PR #329, opened 2024-09-26
SCC-4291 - Populate Bib's subjectHeadings with SHEP data if available

dgcohen:
## Ticket:

- JIRA ticket [SCC-4291](https://newyorkpubliclibrary.atlassian.net/browse/SCC-4291)

- Adds subjectHeadings attribute to Bib model and populates it if present in the discovery result
- Renames old buildSubjectHeadings in bibDetails model to buildSubjectLiterals and introduces new buildSubjectHeadings function to format subjectHeading links correctly.

## How has this been tested?

- Added unit tests

- NA

### Checklist:

[SCC-4291]: https://newyorkpubliclibrary.atlassian.net/browse/SCC-4291?atlOrigin=eyJpIjoiNWRkNTljNzYxNjVmNDY3MDlhMDU5Y2ZhYzA5YTRkZjUiLCJwIjoiZ2l0aHViLWNvbS1KU1cifQ


EdwinGuzman:
Looks good but do you have a few bibs and example for testing?

dgcohen:
> few bibs and example for testing?

You can test on any bib with subject headings locally with VPN enabled (urls should fall back to /search with the subjectLiteral query param when VPN is disabled)

Here is the bib i've been using to test: http://local.nypl.org:8080/research/research-catalog/bib/b10833141

Just verify if the Subject heading URLs match those on prod.

EdwinGuzman:
Hmm I'm not exactly seeing this work. I'll test this again next week but this type of "how to review/QA" will also be helpful once it's passed on to QA.

EdwinGuzman (approved):

src/models/BibDetails.ts
```diff
@@ -362,6 +364,36 @@ export default class BibDetails {
   }
 
   buildSubjectHeadings(): SubjectHeadingDetail {
+    if (!this.bib.subjectHeadings) return
```
charmingduchess, line 367: `buildSubjectHeadings` and `buildSubjectLiterals` have a lot of duplicated logic. It looks like the main logical difference is the check for uuid on line 369, and otherwise the split is which key it's mapping over and the url string. Can the duplicated logic be extracted? 
Also, I think it would add some clarity to include `"SHEP"` in the subject headings function name, as well as include `"links"` or `"urls"` in both function names.

charmingduchess (changes requested):
Does this code require an update to the bib details page to use the new methods created here?

dgcohen:
> Does this code require an update to the bib details page to use the new methods created here?

No it should just work if the subject headings are fetched and assigned to the bib.

src/models/BibDetails.ts
dgcohen: These are good suggestions but I would like to do these refinements after the release since they don't affect functionality.

charmingduchess (approved):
□ □ □ □
Task directions
Your answer must be an exact copy of every record.

Output of the exercise
PR #329, opened 2024-09-26
SCC-4291 - Populate Bib's subjectHeadings with SHEP data if available

dgcohen:
## Ticket:

- JIRA ticket [SCC-4291](https://newyorkpubliclibrary.atlassian.net/browse/SCC-4291)

- Adds subjectHeadings attribute to Bib model and populates it if present in the discovery result
- Renames old buildSubjectHeadings in bibDetails model to buildSubjectLiterals and introduces new buildSubjectHeadings function to format subjectHeading links correctly.

## How has this been tested?

- Added unit tests

- NA

### Checklist:

[SCC-4291]: https://newyorkpubliclibrary.atlassian.net/browse/SCC-4291?atlOrigin=eyJpIjoiNWRkNTljNzYxNjVmNDY3MDlhMDU5Y2ZhYzA5YTRkZjUiLCJwIjoiZ2l0aHViLWNvbS1KU1cifQ


EdwinGuzman:
Looks good but do you have a few bibs and example for testing?

dgcohen:
> few bibs and example for testing?

You can test on any bib with subject headings locally with VPN enabled (urls should fall back to /search with the subjectLiteral query param when VPN is disabled)

Here is the bib i've been using to test: http://local.nypl.org:8080/research/research-catalog/bib/b10833141

Just verify if the Subject heading URLs match those on prod.

EdwinGuzman:
Hmm I'm not exactly seeing this work. I'll test this again next week but this type of "how to review/QA" will also be helpful once it's passed on to QA.

EdwinGuzman (approved):

src/models/BibDetails.ts
```diff
@@ -362,6 +364,36 @@ export default class BibDetails {
   }
 
   buildSubjectHeadings(): SubjectHeadingDetail {
+    if (!this.bib.subjectHeadings) return
```
charmingduchess, line 367: `buildSubjectHeadings` and `buildSubjectLiterals` have a lot of duplicated logic. It looks like the main logical difference is the check for uuid on line 369, and otherwise the split is which key it's mapping over and the url string. Can the duplicated logic be extracted? 
Also, I think it would add some clarity to include `"SHEP"` in the subject headings function name, as well as include `"links"` or `"urls"` in both function names.

charmingduchess (changes requested):
Does this code require an update to the bib details page to use the new methods created here?

dgcohen:
> Does this code require an update to the bib details page to use the new methods created here?

No it should just work if the subject headings are fetched and assigned to the bib.

src/models/BibDetails.ts
dgcohen: These are good suggestions but I would like to do these refinements after the release since they don't affect functionality.

charmingduchess (approved):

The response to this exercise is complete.